El juez le pidió que eligiera entre su madre sin un duro y su padre millonario, pero el niño sacó un viejo móvil y dejó la sala sin palabras.

Porque recordaba que Sofía le preguntó una noche si ser pobre era algo malo.

Y no entendía de dónde venía esa pregunta.

El vídeo continuó.

Ricardo señaló a Mateo.

"Tú eres el grande. Vas a convencer a tu hermana. Si tu madre se deprime, llora, si se pone enferma, es culpa tuya. ¿Lo entiendes, campeón?"

Mateo no respondió a la grabación.

Simplemente miró al suelo.

Pero Mateo, en la sala, miraba al juez.

Como si alguien pudiera oír por fin lo que él no podía gritar.

El juez apretó los dientes.

—Siguiente archivo.

La segunda fue una grabación de audio.

La voz de Ricardo sonaba calmada, casi burlona.

"No, Daniela, no te preocupes. Mañana la dejaré sin los niños. Después de eso, Marisol ni siquiera tendrá fuerzas para defenderse. Voy a demostrarle que sin mí no es nada."

Una mujer se rió al otro lado.

"¿Y si el niño habla?"

Ricardo estalló en carcajadas.

"¿Mateo?" Ese niño me tiene miedo. Además, ya sabe que si abre la boca, su madre se arrepentirá.

El silencio se apoderó de la sala.

Marisol sintió que algo se rompía dentro de ella, no porque hubiera oído el nombre de otra mujer, sino porque confirmaba que sus hijos habían vivido bajo amenaza mientras ella creía que solo estaban tristes.

Ricardo golpeó la mesa con el puño.

—Isso foi tirado de contexto!

O juiz nem sequer olhou para ele.

-Seguindo.

Matthew baixou a cabeça.

—Essa é a mais feia.

O vídeo parecia tremido.

A câmera estava escondida atrás de uma porta.

Era possível ver a cozinha de Ricardo.

Marisol estava parada perto da pia. Ela tinha vindo buscar as crianças depois de uma reunião.

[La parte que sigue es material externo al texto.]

PR #716, opened 2017-08-05
Fix hard coded Nidoran name for OCR multilingualization

udnp:
Hi, I try and test to use GoIV for Japanese Pokémon GO game app.
https://github.com/udnp/GoIV_JP

This PR is one of some tips I noticed for OCR multilingualization,
used Nidoran name from resource string instead of hard coded.

Could you check this? 
Thanks.

PR #721, opened 2017-08-09
Fix hard coded Nidoran name for OCR multilingualization (updated)

udnp:
Hi, GoIV project team.
I try and test to use GoIV for Japanese Pokémon GO game app.
https://github.com/udnp/GoIV_JP

This PR is one of some tips I noticed for OCR multilingualization,
used Nidoran name from resource string instead of hard coded.
(see also https://github.com/farkam135/GoIV/pull/716)

If judging Nidoran name with hard coded value "nidora",
it is failed for other language Nidoran name , like Japanese name "ニドラン".  
So this PR changed to use Nidoran name from resource string, instead of hard coded value.

Could you check this?
Thanks.


thearaks:
Looks good to me.
Built and ran on my Nexus 5 with PoGO localized in Italian an worked flawlessly on a Nidoran M!
Also the other 'mons are detected correctly.

udnp:
@thearaks, thanks for your check.

And I have finished to check that this PR causes no problem to the GoIV setting "Show translated monster name".

PR #725, opened 2017-08-17
Improve clipboard modifier activity

thearaks:
This PR introduce various improvement to the UI and UX of ClipboardModifierActivity.
Since it is a huge change, I'm open to opinions and suggestions from everyone.
I'd also need some testing on KitKat devices!

A quick glance to the UI:

image

Pressing the "star" floating action button let the user switch between standard and max evolution variants:

image

Selecting a token highlights it and shows the description in a wider TextView, then it can be added using the "plus" floating action button:

image

Enabling "copy different on single result" in settings adds a tabbed navigation:

image

Adding a custom separator is now easier:

image

image

image


thearaks:
Update 18/8:

- Add drag'n'drop to preview list so the user can rearrange its tokens and add swipe up or down gesture to delete a token.
- Increase tokens size in showcase grid to simplify selection.
- The user is again able to delete all tokens.
- Add a Dialog to tell the user that has unsaved changes on exit.

Updated screenshot:
image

O rosto de Sofia estava vermelho de tanto chorar.

Ricardo entrou furioso.

"Te dije que no vinieras a hacer tu pequeño espectáculo aquí."

"Solo vine por mis hijos", dijo Marisol en el vídeo. Sofía tiene fiebre.

"Tú eres el que está obsesionado con hacerse la víctima.

Ricardo cogió la mochila de la chica y la tiró al suelo.

Mateo, escondido, continuó grabando.

Marisol se agachó para recoger sus cosas.

Entonces Ricardo le agarró del brazo.

Fuerte.

Tan intensa que era posible verla hacer una mueca de dolor en la pantalla.

"Me estás haciendo daño", dijo Marisol.

"Dolerá aún más cuando no los vuelvas a ver."

Lloró Sofía.

Mateo respiró hondo tras la puerta.

Marisol intentó liberarse.

Ricardo la empujó contra la encimera.

El sonido del soplo era seco.

Nadie en la sala se movió.

Incluso la abogada de Ricardo perdió el color.

En el vídeo, Marisol estuvo sin aliento durante unos segundos. Luego se levantó despacio, fingiendo calma para no asustar aún más a sus hijos.

Ricardo se acercó a ella y le habló casi al oído.

"Di una palabra mañana y te juro que te haré quedar como un loco." Tengo médicos, tengo abogados, tengo amigos. No tienes nada.